According to another aspect of the invention, a cam follower and valve preload spring for a desmodromic valve mechanism comprises an oblong band configured to extend circumferentially around the closing cam and engage it and the valve stem so as to reciprocate and cyclically lift the valve stem in response to rotation of the closing cam, with the major axis of the oblong band approximately aligned with the valve stem axis, the oblong band configured to elongate along its major axis in response to tension applied thereto while engaging it with the valve stem and closing cam during assembly so as to preload the valve stem.

The objects and advantages of the present invention will be more apparent upon reading the following detailed description in conjunction with the accompanying drawings.

BRIEF DESCRIPTION OF THE DRAWINGS

FIGS. 1-5 depict a first embodiment of a rockerless desmodromic valve system according to the present invention. This embodiment includes a semirigid band or “basket” that substantially surrounds a set of cams on a camshaft and engages paired side cams and an associated valve stem so as to pull the valve stem after it is pushed by a central cam. The basket and cams, which are drawn to scale for a nominal ½ inch valve lift, cooperate to provide reciprocating valve action with positive bidirectional drive.

FIG. 1 is a side view of the assembly with the valve closed, and with the basket and two side cam followers shown in longitudinal cross-section.

FIG. 2 is a transverse cross-section along line 2-2 of FIG. 1.

FIG. 3 is a transverse cross-section along line 3-3 of FIG. 4.

FIG. 3A is a transverse cross-section like that of FIG. 3 but with the central cam partially cut away to show the shape of an alternative side cam.

FIG. 4 is a longitudinal cross-section of the assembly with the valve open.

FIG. 5 is a bottom view of the basket alone, taken along line 5-5 of FIG. 1.

FIG. 6 shows reference points on the central cam and one side cam pertaining to the relationship between the cam radii in a preferred embodiment of the present invention.

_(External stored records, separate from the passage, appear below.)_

PR #11516, opened 2023-01-28
Fix missing parentheses in shorthand hash syntax as argument calls

gsamokovarov:
Previously, `Style/HashSyntax` would autocorrect the code:

```ruby
raise Errors.new 'No!', foo: foo
```
to 👇:

```ruby
raise Errors.new 'No!', foo:
```

While it may lead to valid code _in this case_, parentheses around `Error.new` are required in edge cases like condition that we can inline to a modifier form after we apply the shorthand hash syntax.

In this example:

```ruby
if condition?
  raise Error.new 'A long error message...', foo: foo
end
```

we would autocorrect to invalid Ruby code:

```ruby
raise Error.new 'A long error message...', foo: if condition?
```

Putting parentheses in method calls that return value as an argument in another call is the safest autocorrection in this case. I'm starting to wonder whether we always put the parentheses in them method calls as it's generally safer to autocorrect.

### DIFF
--- a/changelog/fix_parentheses_in_shorthand_hash_syntax_as.md
+++ b/changelog/fix_parentheses_in_shorthand_hash_syntax_as.md
@@ -1,0 +1,1 @@
+* [#11516](https://github.com/rubocop/rubocop/pull/11516): Fix missing parentheses in shorthand hash syntax as argument calls. ([@gsamokovarov][])
--- a/lib/rubocop/cop/mixin/hash_shorthand_syntax.rb
+++ b/lib/rubocop/cop/mixin/hash_shorthand_syntax.rb
@@ -95,16 +95,19 @@ module RuboCop
           use_modifier_form_without_parenthesized_method_call?(method_dispatch_node)
       end
 
+      # rubocop:disable Metrics/AbcSize, Metrics/CyclomaticComplexity, Metrics/PerceivedComplexity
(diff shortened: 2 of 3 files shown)


bbatsov:
> Putting parentheses in method calls that return value as an argument in another call is the safest autocorrection in this case. I'm starting to wonder whether we always put the parentheses in them method calls as it's generally safer to autocorrect.

I recall in the past one idea was to check if the version without paren is valid or different (at the AST level) from the one with parens to decide whether those are needed or not. That'd be pretty slow, though. No easy solutions...

gsamokovarov:
My idea is to always put the parens when autocorrecting shorthand values and letting the user decide afterwards whether to keep them or not. The idea being that there are other cops that can autocorrect the same code afterward. I have run into other autocorrections that left me with broken code – inlining conditions as modifier forms, being one.

Anyway, let's see how many other edge cases we will find. I am trying to enforce a big codebase into `EnforcedShorthandSyntax: always` style and will get back with the issues I find.

bbatsov:
> My idea is to always put the parens when autocorrecting shorthand values and letting the user decide afterwards whether to keep them or not. The idea being that there are other cops that can autocorrect the same code afterward. I have run into other autocorrections that left me with broken code – inlining conditions as modifier forms, being one.

Yeah, that might reasonable as well, and probably it's the simplest to implement.

PR #11527, opened 2023-01-31
Documentation: Clarify reference to TargetRubyVersion

pboling:
Due to the structural and grammatical similarity of terms it isn't clear that "here" refers to the link and not the section of the page being read. This makes the assumption explicit, which will help those unfamiliar with the reference.

When used in an anchor tag' text "here" commonly refers to what is in the anchor's href target.

However, less familiar RuboCop users may not know that there is a setting literally called `TargetRubyVersion`, while the preceeding sentence uses the exact same language "target ruby version", and is not directly referring to the setting.  This can result in the reference to "here" being ambiguous.

Better to be explicit.

-----------------

* [x] Added tests.


koic:
Thanks!

PR #11529, opened 2023-02-01
Fix an incorrect autocorrect for `Layout/ClassStructure` when definitions that need to be sorted are defined alternately

ydah:
This PR is fix an incorrect autocorrect for `Layout/ClassStructure` when definitions that need to be sorted are defined alternately.

## Code to reproduce

```ruby
class A
  private def foo; end

  def bar; end

  private def baz; end

  def qux; end
end
```

## Expected behavior

Automatically corrected as follows:

```ruby
class A
  def bar; end

  def qux; end

  private def foo; end

  private def baz; end
end
```

## Actual behavior

Automatically corrected as follows:

```ruby
class A
  def qux; end

  def bar; end

  def qux; end # <------ Duplicate

  private def foo; end

  private def baz; end
end
```

-----------------

* [x] Added tests.


koic:
There is some impact on existing autocorrection, but overall I think it's an acceptable trade-off. Thank you.

PR #11530, opened 2023-02-01
Fix an incorrect autocorrect for `Style/AccessModifierDeclarations` when multiple groupable access modifiers are defined

ydah:
This PR is fix an incorrect autocorrect for `Style/AccessModifierDeclarations` when multiple groupable access modifiers are defined.

## Code to reproduce

```ruby
class Test
  private def foo; end
  private def bar; end
  def baz; end
end
```

## Expected behavior

Automatically corrected as follows:

```ruby
class Test
  def baz; end

  private

  def foo; end

  def bar; end
end
```

## Actual behavior

Automatically corrected as follows:

```ruby
class Test
  def baz; end
private

def bar; end # <--- The order is changing
private # <--- Duplicate

def foo; end # <--- The order is changing
end
```

-----------------

* [x] Added tests.

### DIFF
--- a/lib/rubocop/cop/style/access_modifier_declarations.rb
+++ b/lib/rubocop/cop/style/access_modifier_declarations.rb
@@ -129,7 +129,8 @@ module RuboCop
         end
 
         def offense?(node)
-          (group_style? && access_modifier_is_inlined?(node)) ||
+          (group_style? && access_modifier_is_inlined?(node) &&
+            !right_siblings_same_inline_method?(node)) ||
             (inline_style? && access_modifier_is_not_inlined?(node))
         end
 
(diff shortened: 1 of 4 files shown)


lib/rubocop/cop/style/access_modifier_declarations.rb
```diff
@@ -129,10 +129,17 @@ def allow_modifiers_on_symbols?(node)
         end
 
         def offense?(node)
-          (group_style? && access_modifier_is_inlined?(node)) ||
+          (group_style? && access_modifier_is_inlined?(node) &&
+            !right_siblings_same_inline_method?(node)) ||
             (inline_style? && access_modifier_is_not_inlined?(node))
         end
 
+        def right_siblings_same_inline_method?(node)
```
koic, line 137: That's just my two cents. Can you move this new method to under the `access_modifier_is_not_inlined` method? (i.e. around L158)

ydah: Thank you. I updated this PR.

koic:
Thanks!

PR #11536, opened 2023-02-03
[Fix #11535] Fix a false positive for `Style/NumberedParametersLimit`

### LINKED ISSUE #11535: Style/NumberedParametersLimit incorrectly(?) counting largest parameter number instead of number of parameters used
Added in https://github.com/rubocop/rubocop/pull/10111 , `Style/NumberedParametersLimit` reports that more than one numbered parameter is used, when there is only one parameter used but it is "higher" than `_1` e.g. `_2`.

For example, `.group_by { _2 }` causes an offense of 
> Avoid using more than 1 numbered parameter; 2 detected.

(but `group_by { _1 }` does not)

I suspect that the intention of the cop was to avoid using more than one numbered parameter in a single block (e.g. `{ _1 + _2 + _3 }`), rather than a single reference to a not-first numbered parameter (e.g. `{ _2 }`).

--------

## Expected behavior

No offense - a single parameter is used

## Actual behavior

An offense was raised.

`TargetRubyVersion` must be (at least) 2.7. Then the following `repro.rb`:

```ruby
grouped = { a: 1, b: 1, c: 2 }.group_by { _2 }
```
gives:
```
$ rubocop --config =(echo -e "AllCops:\n  TargetRubyVersion: 2.7") --debug --cache false --only Style/NumberedParametersLimit re
pro.rb
configuration from /tmp/zshJPIBdI
Default configuration from /Users/owenstephens/.rbenv/versions/2.7.6/lib/ruby/gems/2.7.0/gems/rubocop-1.41.0/config/default.yml
Inspecting 1 file
Scanning /private/tmp/repro.rb
C

Offenses:

repro.rb:1:11: C: Style/NumberedParametersLimit: Avoid using more than 1 numbered parameter; 2 detected.
grouped = { a: 1, b: 1, c: 2 }.group_by { _2 }
          ^^^^^^^^^^^^^^^^^^^^^^^^^^^^^^^^^^^^

```
## RuboCop version

```
$ [bundle exec] rubocop -V
1.44.1 (using Parser 3.2.0.0, rubocop-ast 1.24.1, running on ruby 3.1.3) [x86_64-darwin21]
```

koic:
Fixes #11535.

This PR fixes a false positive for `Style/NumberedParametersLimit` when only `_2` or higher numbered parameter is used.

-----------------

* [x] Added tests.

### DIFF
--- a/changelog/fix_a_false_positive_for_style_numbered_parameters_limit.md
+++ b/changelog/fix_a_false_positive_for_style_numbered_parameters_limit.md
@@ -1,0 +1,1 @@
+* [#11535](https://github.com/rubocop/rubocop/issues/11535): Fix a false positive for `Style/NumberedParametersLimit` when only `_2` or higher numbered parameter is used. ([@koic][])
--- a/lib/rubocop/cop/style/numbered_parameters_limit.rb
+++ b/lib/rubocop/cop/style/numbered_parameters_limit.rb
@@ -12,10 +12,11 @@ module RuboCop
       #
       # @example Max: 1 (default)
       #   # bad
-      #   foo { _1.call(_2, _3, _4) }
+      #   use_multiple_numbered_parameters { _1.call(_2, _3, _4) }
       #
       #   # good
-      #   foo { do_something(_1) }
+      #   array.each { use_array_element_as_numbered_parameter(_1) }
+      #   hash.each { use_only_hash_value_as_numbered_parameter(_2) }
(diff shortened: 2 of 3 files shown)


bbatsov:
Seems like something that we should mention in the examples as well. I definitely hadn't thought of this use-case until today. :-)

koic:
Yeah, I've updated the examples for the cop :-)

bbatsov:
Thanks!

PR #11518, opened 2023-01-29
[Fix #11517] Make `Lint/Debugger` aware of some debug methods

koic:
Fixes #11517.

This PR makes `Lint/Debugger` aware of `p`, `PP.pp`, and `pp` methods. These are used for debugging purposes basically. OTOH, `puts` is not included in the config because it is used for the intended standard output.

-----------------

Before submitting the PR make sure the following are checked:

* [x] The PR relates to *only* one subject with a clear title and description in grammatically correct, complete sentences.
* [x] Wrote [good commit messages][1].
* [x] Commit message starts with `[Fix #issue-number]` (if the related issue exists).
* [x] Feature branch is up-to-date with `master` (if not - rebase it).
* [x] Squashed related commits together.
* [ ] Added tests.
* [x] Ran `bundle exec rake default`. It executes all tests and runs RuboCop on its own code.
* [x] Added an entry (file) to the [changelog folder](https://github.com/rubocop/rubocop/blob/master/changelog/) named `{change_type}_{change_description}.md` if the new code introduces user-observable changes. See [changelog entry format](https://github.com/rubocop/rubocop/blob/master/CONTRIBUTING.md#changelog-entry-format) for details.

[1]: https://chris.beams.io/posts/git-commit/

PR #11552, opened 2023-02-08
Fix a false positive for `Lint/Debugger` when methods containing different method chains

ydah:
This PR is fix a false positive for `Lint/Debugger` when methods containing different method chains.

## Motivation
I don't think that methods such as `p.do_something` for example should be an offense of this cop. I think it would be better to make it a violation only if it is an exact match, including the method chain, but what do you think?

## This PR will result in the following

```ruby
# bad
p 'foo'
foo(p 'foo')
p(p 'foo')

# good
p.do_something # <--- Before the change, it is a bad code
Foo.p
```

-----------------

* [x] Added tests.

### DIFF
--- a/changelog/fix_a_false_positive_for_lint_debugger.md
+++ b/changelog/fix_a_false_positive_for_lint_debugger.md
@@ -1,0 +1,1 @@
+* [#11552](https://github.com/rubocop/rubocop/pull/11552): Fix a false positive for `Lint/Debugger` when methods containing different method chains. ([@ydah][])
--- a/lib/rubocop/cop/lint/debugger.rb
+++ b/lib/rubocop/cop/lint/debugger.rb
@@ -82,44 +82,25 @@ module RuboCop
         def debugger_methods
           @debugger_methods ||= begin
             config = cop_config.fetch('DebuggerMethods', [])
-            values = config.is_a?(Array) ? config : config.values.flatten
-            values.map do |v|
-              next unless v
-
-              *receiver, method_name = v.split('.')
-              {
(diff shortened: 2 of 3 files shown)


bbatsov:
Yeah, I agree that's an improvement. Thanks!

hartator:
Thanks for all the work @ydah. Good job and it's deeply appreciated. ❤️

This has immediately created an issue on our end unfortunately. We use `Lint/Debugger` to catch potential forgotten `binding.pry`. However, we also do have legitimate utility scripts that uses `p` and `pp` to add some verbosity to their outputs. These are not forgotten and are on purpose.

Maybe it makes sense to move `p` and `pp` outside of `Lint/Debugger`? To something like `Lint/DebuggerPrints`? And keep `Lint/Debugger` only for REPLs?

koic:
`p` and `pp` were added for debugging methods that call `inspect` (not `to_s`) internally.
https://github.com/rubocop/rubocop/pull/11518

hartator:
> `p` and `pp` were added for debugging methods that call `inspect` (not `to_s`) internally.
> #11518

Why not catching `.inspect` as well then? Following this logic, `.inspect` should be also used only for debugging and shouldn't be in a production codebase. However, there are out there legitimate use cases of this as well. I would believe this opens up a bad rabbit hole.

Can you guys reconsider? The current implementation will make us remove `Lint/Debugger` as a linter unfortunately.

koic:
I reconsidered based on some feedback and opened https://github.com/rubocop/rubocop/pull/11564. Thank you.

hartator:
> I reconsidered based on some feedback and opened #11564. Thank you.

Thank _you_. 👍

PR #11557, opened 2023-02-08
[Fix #11556] Fix a false positive for `Lint/Debugger`

### LINKED ISSUE #11556: False positive in Lint/Debugger
There is a regression caused by #11555, where it thinks that any use of the local variable `p` is a method call to the debugger.

Example:
```
spec/views/spotlight/sir_trevor/blocks/_solr_documents_features_block.html.erb_spec.rb:49:23: W: Lint/Debugger: Remove debugger entry point p.
      render partial: p, locals: { item_carousel_block: block }
                      ^
```

koic:
Fixes #11556.

This PR fixes a false positive for `Lint/Debugger` when `p` is an argument of method call. Basically, debugger methods are not used as a method argument without arguments.

-----------------

* [x] Added tests.

### DIFF
--- a/changelog/fix_a_false_positive_for_lint_debugger.md
+++ b/changelog/fix_a_false_positive_for_lint_debugger.md
@@ -1,0 +1,1 @@
+* [#11556](https://github.com/rubocop/rubocop/issues/11556): Fix a false positive for `Lint/Debugger` when `p` is an argument of method call. ([@koic][])
--- a/lib/rubocop/cop/lint/debugger.rb
+++ b/lib/rubocop/cop/lint/debugger.rb
@@ -70,6 +70,9 @@ module RuboCop
         def on_send(node)
           return unless debugger_method?(node)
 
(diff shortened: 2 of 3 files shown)


bbatsov:
Looks okay, sans the CI failures.

I'm starting to wonder, though, if it was a good idea to mix the debug methods that actually start some debugger (and don't take arguments) with print debugging methods (which take some arguments), as for them we could just check if they are invoked without any arguments. Anyways, the fix will do for now.

koic:
> the debug methods that actually start some debugger (and don't take arguments) with print debugging methods (which take some arguments)

Ah, it may have been better to distinguish between them. For now, I'd like to look feedback after https://github.com/rubocop/rubocop/issues/11556 issue is resolved.

Greg-Myers-SB:
I'm not sure this was intentional but this appears to have changed the behaviour of using pretty_print `pp MyCode` used to trigger, now it no longer does.
I'm not sure if PrettyPrint was supposed to trigger this rule in the first place though?

PR #11559, opened 2023-02-08
Fix octal handling in `Style/RedundantRegexpCharacterClass`

jaynetics:
regexp_parser v2.7.0 introduced a fix that makes it correctly detect octal escapes (e.g. "\141", which equals "a") inside character classes, e.g. `/[\141]/`.

Previously, these were incorrectly interpreted and chunked, c.f. https://github.com/ammar/regexp_parser/issues/86

The incorrect chunking made your build green. This is because `\032` emitted `\0`, which was checked for specifically in `#backslash_zero?`.

The fix in regexp_parser v2.7.0, however, made this spec red.

The correct output by rubocop would be to detect this case as a redundant use of a char class, because it is.

The same goes for the original example "\0":

```ruby
[/\0/.match?("\0"), /[\0]/.match?("\0")] # => [true, true]
```

For `\1` to `\7`, putting them in a char class is not redundant but actually required, because they would otherwise be treated as backreferences.

-----------------

* [ ] Added tests.

### DIFF
--- a/lib/rubocop/cop/style/redundant_regexp_character_class.rb
+++ b/lib/rubocop/cop/style/redundant_regexp_character_class.rb
@@ -74,7 +74,7 @@ module RuboCop
 
           non_redundant =
             whitespace_in_free_space_mode?(node, class_elem) ||
-            backslash_b?(class_elem) || backslash_zero?(class_elem) ||
+            backslash_b?(class_elem) || octal_requiring_char_class?(class_elem) ||
             requires_escape_outside_char_class?(class_elem)
 
           !non_redundant
@@ -104,11 +104,10 @@ module RuboCop
           elem == '\b'
         end
 
-        def backslash_zero?(elem)
-          # See https://github.com/rubocop/rubocop/issues/11067 for details - in short "\0" != "0" -
-          # the former means an Unicode code point `"\u0000"`, the latter a number character `"0"`.
-          # Similarly "\032" means "\u001A". Other numbers starting with "\0" can also be mentioned.
-          elem == '\0'
+        def octal_requiring_char_class?(elem)
+          # The octal escapes \1 to \7 only work inside a character class
+          # because they would be a backreference outside it.
+          elem.match?(/\A\\[1-7]\z/)
         end
 
         def requires_escape_outside_char_class?(elem)
--- a/changelog/fix_octal_handling_in_regexp_char_classes_.md
+++ b/changelog/fix_octal_handling_in_regexp_char_classes_.md
@@ -1,0 +1,1 @@
+* [#11559](https://github.com/rubocop/rubocop/pull/11559): Fixed false positives and negatives in `Style/RedundantRegexpCharacterClass` when using octal escapes (e.g. "\0"). ([@jaynetics][])
--- a/spec/rubocop/cop/style/redundant_regexp_character_class_spec.rb
+++ b/spec/rubocop/cop/style/redundant_regexp_character_class_spec.rb
@@ -307,12 +307,29 @@ RSpec.describe RuboCop::Cop::Style::RedundantRegexpCharacterClass, :config do
     end
   end
 
-  context 'with a character class containing an escaped-0' do
+  context 'with a character class containing an octal escape sequence that also works outside' do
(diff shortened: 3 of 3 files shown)


lib/rubocop/cop/style/redundant_regexp_character_class.rb
```diff
@@ -104,11 +104,10 @@ def backslash_b?(elem)
...
-        def backslash_zero?(elem)
-          # See https://github.com/rubocop/rubocop/issues/11067 for details - in short "\0" != "0" -
-          # the former means an Unicode code point `"\u0000"`, the latter a number character `"0"`.
-          # Similarly "\032" means "\u001A". Other numbers starting with "\0" can also be mentioned.
-          elem == '\0'
+        def octal_requiring_char_class?(elem)
+          # The octal escapes \1 to \7 only work inside a character class
+          # because they would be a backreference outside it.
+          elem.match?(/\A\\[1-7]\z/)
         end
```
koic, line 111: As far as I remember `add_runtime_dependency` cannot be updated to `>= 2.7`: https://github.com/rubocop/rubocop/pull/9154 
Isn't backwards compatibility like below needed?

```suggestion
        if Gem::Version.new(Regexp::Parser::VERSION) >= Gem::Version.new('2.7')
          def octal_requiring_char_class?(elem)
            # The octal escapes \1 to \7 only work inside a character class
            # because they would be a backreference outside it.
            elem.match?(/\A\\[1-7]\z/)
          end
        else
          def octal_requiring_char_class?(elem)
           # See https://github.com/rubocop/rubocop/issues/11067 for details - in short "\0" != "0" -
           # the former means an Unicode code point `"\u0000"`, the latter a number character `"0"`.
           # Similarly "\032" means "\u001A". Other numbers starting with "\0" can also be mentioned.
           elem == '\0'
          end
        end
```

koic:
Can you add a changelog entry?

lib/rubocop/cop/style/redundant_regexp_character_class.rb
jaynetics: no, because `\0` (or anything starting with `\0`) acts the same way inside and outside a char class.

basically, this commit fixes both the spec (which was only green due to a bug in regexp_parser), as well as the behavior.

before this commit:

```ruby
/[\0]/   # no offense (wrong - this char class *is* redundant)
/[\032]/ # no offense (wrong - this char class *is* redundant)
/[\1]/   # offense (wrong - this char class *is* needed)
/[\132]/ # no offense (wrong - this char class *is* redundant)
/[\9]/   # offense (correct - no octal, so both char class and escaping are redundant)
```

after:

```ruby
/[\0]/   # offense (correct)
/[\032]/ # no offense on regexp_parser 2.6 (still wrong), offense on 2.7 (correct)
/[\1]/   # no offense (correct)
/[\132]/ # no offense (correct)
/[\9]/   # offense (correct)
```

jaynetics:
> Can you add a changelog entry?

ok, i just did.

CHANGELOG.md
```diff
@@ -2,6 +2,8 @@
 
 ## master (unreleased)
 
+* [#11559](https://github.com/rubocop/rubocop/pull/11559): Fixed false positives and negatives in `Style/RedundantRegexpCharacterClass` when using octal escapes (e.g. "\0"). ([@jaynetics][])
```
koic, line 5: Can you write the changelog entry using the below instead of directly?

> Added an entry (file) to the [changelog folder](https://github.com/rubocop/rubocop/blob/master/changelog/) named {change_type}_{change_description}.md if the new code introduces user-observable changes. See [changelog entry format](https://github.com/rubocop/rubocop/blob/master/CONTRIBUTING.md#changelog-entry-format) for details.

jaynetics: should i create this folder?

Screenshot 2023-02-09 at 09 59 54

lib/rubocop/cop/style/redundant_regexp_character_class.rb
koic: I get it. Thank you for the explanation!

CHANGELOG.md
jaynetics: done

koic:
Great! Thank you!

PR #11705, opened 2023-03-16
[Fix #11704] Fix a false positive for `Lint/UselessMethodDefinition`

### LINKED ISSUE #11704: Lint/UselessMethodDefinition false positive on methods transformed by class method
## Expected behavior

The following code should not get picked up / auto-corrected by the `UselessMethodDefinition` cop:
```ruby
memoize def my_method
  super
end
```
(illustrated here in conjunction with [Memery](https://github.com/tycooon/memery), but this applies more generally)

## Actual behavior

The code gets auto-corrected to the following invalid code:

```ruby
memoize
```

koic:
Fixes #11704.

This PR fixes a false positive for `Lint/UselessMethodDefinition` when method definition with non access modifier containing only `super` call.

-----------------

* [x] Added tests.

### DIFF
--- a/lib/rubocop/cop/lint/useless_method_definition.rb
+++ b/lib/rubocop/cop/lint/useless_method_definition.rb
@@ -41,14 +41,22 @@ module RuboCop
         MSG = 'Useless method definition detected.'
 
         def on_def(node)
-          return if use_rest_or_optional_args?(node)
+          return if method_definition_with_modifier?(node) || use_rest_or_optional_args?(node)
           return unless delegating?(node.body, node)
 
-          add_offense(node) { |corrector| corrector.remove(node) }
+          add_offense(node) do |corrector|
+            range = node.parent&.send_type? ? node.parent : node
+
+            corrector.remove(range)
+          end
         end
         alias on_defs on_def
 
         private
+
+        def method_definition_with_modifier?(node)
+          node.parent&.send_type? && !node.parent&.non_bare_access_modifier?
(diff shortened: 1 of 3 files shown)


lib/rubocop/cop/lint/useless_method_definition.rb
```diff
@@ -41,15 +41,23 @@ class UselessMethodDefinition < Base
...
+            range = node.parent&.send_type? ? node.parent : node
+
+            corrector.remove(range)
+          end
         end
         alias on_defs on_def
 
         private
 
+        def modifiered_method_definition?(node)
```
bbatsov, line 57: I'd go with "method_definition_with_modifier?" here.

spec/rubocop/cop/lint/useless_method_definition_spec.rb
```diff
@@ -170,6 +214,14 @@ def method(x: 1)
     RUBY
   end
 
+  it 'does not register an offense when method definition with non access modifier containing only `super` call' do
```
bbatsov, line 217: Technically speaking if it's not an access modifier we should probably call it should else - e.g. "generic method macro" or whatever. I'm not sure what's the best terminology here.

koic: I'm not sure the best terminology, but I think "generic method macro" is definitely a better name. Thank you for the suggestion! I've updated this PR.

PR #11712, opened 2023-03-18
Fix a crash in `Lint/EmptyConditionalBody`

gsamokovarov:
```ruby
var =
  unless object.action value:, other:
    condition || other_condition # This is the value of `other:`, like so:
                                 # `other: condition || other_condition`
  end
```

The code above is tricky, because we may think `condition || other_condition` is the body of the condition, however the code is a valid case for the `Lint/EmptyConditionalBody` rule. It is equivalent to:

```ruby
var =
  unless object.action value:, other: condition || other_condition
  end
```

However, the variable assignment is tricking `CommentsHelp#find_end_line` method into calling an `#end` method of `Parser::Source::Map::Variable` object. `Parser::Source::Map::Variable` **does not respond** to it. Other `Parser::Source::Map` subclasses also do not respond to `#end` methods so we need to check for its existing. `Parser::Source::Map::RescueBody` can be a parent node too.

### DIFF
--- a/changelog/fix_fix_a_crash_in_lint_empty_conditional_body.md
+++ b/changelog/fix_fix_a_crash_in_lint_empty_conditional_body.md
@@ -1,0 +1,1 @@
+* [#11712](https://github.com/rubocop/rubocop/pull/11712): Fix a crash in `Lint/EmptyConditionalBody`. ([@gsamokovarov][])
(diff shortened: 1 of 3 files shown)


bbatsov:
Looks good. I really hope we already has some cop that advises against splitting maps in such a manner over multiple lines, as such code looks horrible.

PR #11724, opened 2023-03-21
[Fix #11723] Fix a false positive for `Style/IfUnlessModifier`

### LINKED ISSUE #11723: False positive for `IfUnlessModifier` with pattern matching
If an `if` condition contains a pattern matching with a variable assignment, rubocop may erroneously suggest changing this code to use an `if` modifier, but the changed code does not work.

--------

## Expected behavior

No offences, no autocorrection

## Actual behavior

```
For /home/meh/Projects/sandbox: Default configuration from /home/meh/.rbenv/versions/3.2.1/lib/ruby/gems/3.2.0/gems/rubocop-1.48.1/config/default.yml
Use parallel by default.
Inspecting 1 file
Scanning /home/meh/Projects/sandbox/rubocop_pattern_match.rb
C

Offenses:

rubocop_pattern_match.rb:3:1: C: [Correctable] Style/IfUnlessModifier: Favor modifier if usage when having a single-line body. Another good alternative is the usage of control flow &&/||.
if [1] in [x]
^^

Finished in 0.1424515729995619 seconds
```

Code after autocorrection:
```ruby
# frozen_string_literal: true

puts x if [1] in [x]
```
This code does not work because the variables declared to the right of if are not visible to the code to the left of if. As a result, we get an error:
```
undefined local variable or method `x' for main:Object (NameError)

puts x if [1] in [x]
     ^
```

```ruby
# frozen_string_literal: true

if [1] in [x]
  puts x
end
```

## RuboCop version

```
$ rubocop -V
1.48.1 (using Parser 3.2.1.0, rubocop-ast 1.27.0, running on ruby 3.2.1) [x86_64-linux]
```

koic:
Fixes #11723.

This PR fixes a false positive for `Style/IfUnlessModifier` when using one-line pattern matching as a `if` condition.

-----------------

* [x] Added tests.

### DIFF
--- a/changelog/fix_a_false_positive_for_style_if_unless_modifier.md
+++ b/changelog/fix_a_false_positive_for_style_if_unless_modifier.md
@@ -1,0 +1,1 @@
+* [#11723](https://github.com/rubocop/rubocop/issues/11723): Fix a false positive for `Style/IfUnlessModifier` when using one-line pattern matching as a `if` condition. ([@koic][])
--- a/lib/rubocop/cop/style/if_unless_modifier.rb
+++ b/lib/rubocop/cop/style/if_unless_modifier.rb
@@ -11,6 +11,18 @@ module RuboCop
       # cop. The tab size is configured in the `IndentationWidth` of the
       # `Layout/IndentationStyle` cop.
       #
+      # One-line pattern matching is always allowed. To ensure that there are few cases
+      # where the match variable is not used, and to prevent oversights. The variable `x`
+      # becomes undefined and raises `NameError` when the following example is changed to
+      # the modifier form:
+      #
+      # [source,ruby]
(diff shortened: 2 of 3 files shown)


bbatsov:
I'm wondering about the cases when the match variable is not used in the body, as I guess those should be extremely uncommon (and often some oversight). Perhaps it's better to treat all instances of one-line pattern matching the same?

koic:
To be honest, I was also worried about the same thing. OTOH, I thought the cop's intention was better respected by being in modifier form when possible. However, you're right. It seems plausible to assume that match variable is rarely not used. And it would be more valuable to always allow one-liner matching to prevent it from being oversights. I've updated this PR.

bbatsov:
Thanks!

FIGS. 7-10 depict a second embodiment of a rockerless desmodromic valve system according to the present invention. Like the first embodiment, this embodiment includes a semirigid band or “basket” and a set of cams including a central cam and a pair of side cams. The basket and cams in this case are drawn to scale for a nominal ¼ inch valve lift.

FIG. 7 is a side view of the assembly with the valve closed, and with the basket and two side cam followers shown in longitudinal cross-section.

FIG. 8 is a transverse cross-section along line 8-8 of FIG. 7.

FIG. 9 is a transverse cross-section along line 9-9 of FIG. 10.

FIG. 10 is a longitudinal cross-section of the assembly with the valve open.

DESCRIPTION OF PREFERRED EMBODIMENTS

For the purpose of promoting an understanding of the principles of the invention, reference will now be made to the embodiments illustrated in the drawings and specific language will be used to describe the same. It will nevertheless be understood that no limitation of the scope of the invention is thereby intended, such alterations and further modifications in the illustrated device and such further applications of the principles of the invention as illustrated therein being contemplated as would normally occur to one skilled in the art to which the invention relates.

FIGS. 1-5, wherein like numerals represent like parts throughout the several views, depict a first embodiment 10 of a rockerless desmodromic valve system according to the present invention. In this embodiment, which is to be understood as one example of a desmodromic valve system according to the present invention, a central cam 12 and a parallel pair of side cams 14 are fixedly mounted on a camshaft 15 so as to rotate therewith, and are substantially surrounded by a semirigid band or “basket” 16 which does not rotate with the camshaft and is constrained by the cams and by its attachment to the stem 20 of a valve 22. As will be described, the band, or basket, in this embodiment is a form of shaped extension spring, with a spring rate, also referred to herein as its effective spring rate, which varies depending on conditions. Except as described herein, the camshaft and valve may be conventional parts mounted in a conventional manner in the cylinder head of an internal combustion engine in which each valve has an associated port 24 and has a valve guide (not shown) which closely surrounds the valve stem. As those skilled in the art will appreciate, there is a clearance, or valve lash, between the valve stem and its associated cam when the valve is closed. As will also be appreciated, the cylinder head conventionally has open space on opposite sides of the camshaft adjacent each cam, as well as above each cam.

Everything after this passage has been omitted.